RECORDS FOR THE EXERCISE =
PR #4239, opened 2023-06-30
Pull some more stuff out of oidc.go into claims.go and cookie.go

siggisim:
These methods are used in both oidc and github auth.

We pull the following methods into cookie.go:
- SetLoginCookie
- ClearLoginCookie

And the following methods into claims.go
- ClaimsFromContext
- AuthContextFromClaims

### DIFF
--- a/server/util/claims/BUILD
+++ b/server/util/claims/BUILD
@@ -10,6 +10,7 @@ go_library(
         "//server/environment",
         "//server/interfaces",
         "//server/tables",
+        "//server/util/authutil",
         "//server/util/capabilities",
         "//server/util/flagutil",
         "//server/util/lru",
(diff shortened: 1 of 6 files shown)


tylerwilliams (approved):

server/util/claims/BUILD
```diff
@@ -10,6 +10,7 @@ go_library(
         "//server/environment",
```
bduffany, line 10: uber nit (non blocking) - do we want these 2 pkgs under //enterprise?

bduffany (approved):

server/util/claims/BUILD
siggisim: Good point, will move them there - but after all this to keep the diffs clean and not screw up my changes too much

PR #4241, opened 2023-06-30
Add blockio support for UFFD

bduffany:
Provide an API that will let the UFFD handler map a VM page address to a memory address within the COWStore.

**Related issues**: N/A


enterprise/server/remote_execution/blockio/blockio.go
```diff
@@ -220,12 +235,50 @@ func NewCOWStore(chunks []*Chunk, chunkSizeBytes, totalSizeBytes int64, dataDir
...
+// GetPageAddress returns a memory address for the given byte offset which can
+// be used to handle a page fault with userfaultfd.
+//
+// If reading a lazily mmapped chunk, this will cause the chunk to be mmapped
+// so that the returned address is valid.
+//
+// If write is set to true, and the page is not dirty, then a copy is first
+// performed so that the returned chunk can be written to without modifying
+// readonly chunks.
+func (c *COWStore) GetPageAddress(address uintptr, write bool) (uintptr, error) {
```
maggie-lou, line 254: nit: address -> storeOffset?

enterprise/server/remote_execution/blockio/blockio.go
```diff
@@ -220,12 +235,50 @@ func NewCOWStore(chunks []*Chunk, chunkSizeBytes, totalSizeBytes int64, dataDir
...
+	if write && !c.dirty[chunkStartOffset] {
+		if err := c.copyChunk(chunkStartOffset); err != nil {
+			return 0, status.WrapError(err, "copy chunk")
+		}
+	}
+	chunk := c.chunks[chunkStartOffset]
+	if chunk == nil {
+		// No data (yet); map into our static zero-filled buf. Note that this
+		// can only happen for reads, since for writes we call copyChunk above.
+		ptr := uintptr(unsafe.Pointer(&c.zeroBuf[0]))
```
maggie-lou, line 266: nit: What do you think of adding a helper function for uintptr(unsafe.Pointer() so it's more clear that is just getting the start address of an array?

maggie-lou (approved):

PR #4246, opened 2023-07-01
Fix CLI offline mode: return default capabilities if unable to communicate with server

siggisim:
Fixes: https://github.com/buildbuddy-io/buildbuddy-internal/issues/2316

### DIFF
--- a/cli/cache_proxy/cache_proxy.go
+++ b/cli/cache_proxy/cache_proxy.go
@@ -5,6 +5,7 @@ import (
 	"flag"
 	"fmt"
 	"io"
+	"math"
 	"net"
 	"os"
 	"time"
@@ -24,6 +25,7 @@ import (
 
 	repb "github.com/buildbuddy-io/buildbuddy/proto/remote_execution"
 	rspb "github.com/buildbuddy-io/buildbuddy/proto/resource"
+	smpb "github.com/buildbuddy-io/buildbuddy/proto/semver"
 	bspb "google.golang.org/genproto/googleapis/bytestream"
 )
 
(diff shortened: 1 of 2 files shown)


cli/cache_proxy/cache_proxy.go
```diff
@@ -370,3 +374,40 @@ func (qw *queueWorker) RemoteWriteBlocked(ctx context.Context, wreq *bspb.WriteR
 	}
 	return qw.handleWriteRequest(req)
 }
+
+func defaultCapabilities() *repb.ServerCapabilities {
+	var compressors = []repb.Compressor_Value{repb.Compressor_IDENTITY, repb.Compressor_ZSTD}
+	return &repb.ServerCapabilities{
+		// Support bazel 2.0 -> 2.3
```
brentleyjones, line 381:
```suggestion
		// Support REAPI 2.0 -> 2.3
```

cli/cache_proxy/cache_proxy.go
```diff
@@ -123,7 +125,9 @@ func (p *CacheProxy) GetCapabilities(ctx context.Context, req *repb.GetCapabilit
 			log.Infof("Remote capabilities: %s", string(b))
 		}
```
bduffany, line 126:
```suggestion
		}
		return res
```

bduffany: (or better yet, invert the logic so that this clause is checking `err != nil` and doing the fallback in that case - generally `err == nil` feels a bit harder to read than `err != nil` since the latter is so much more common)

siggisim: Good catch, inverted the logic and added the missing return. PTAL

bduffany (approved):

GOAL OF THE EXERCISE = All lines in the listing above between the line with "PR #4246, opened 2023-07-01" and the line with "-24,6 +25,7 @@", inclusive, should be set down exactly, and no line outside that range.

EXERCISE SOLUTION =
PR #4246, opened 2023-07-01
Fix CLI offline mode: return default capabilities if unable to communicate with server

siggisim:
Fixes: https://github.com/buildbuddy-io/buildbuddy-internal/issues/2316

### DIFF
--- a/cli/cache_proxy/cache_proxy.go
+++ b/cli/cache_proxy/cache_proxy.go
@@ -5,6 +5,7 @@ import (
 	"flag"
 	"fmt"
 	"io"
+	"math"
 	"net"
 	"os"
 	"time"
@@ -24,6 +25,7 @@ import (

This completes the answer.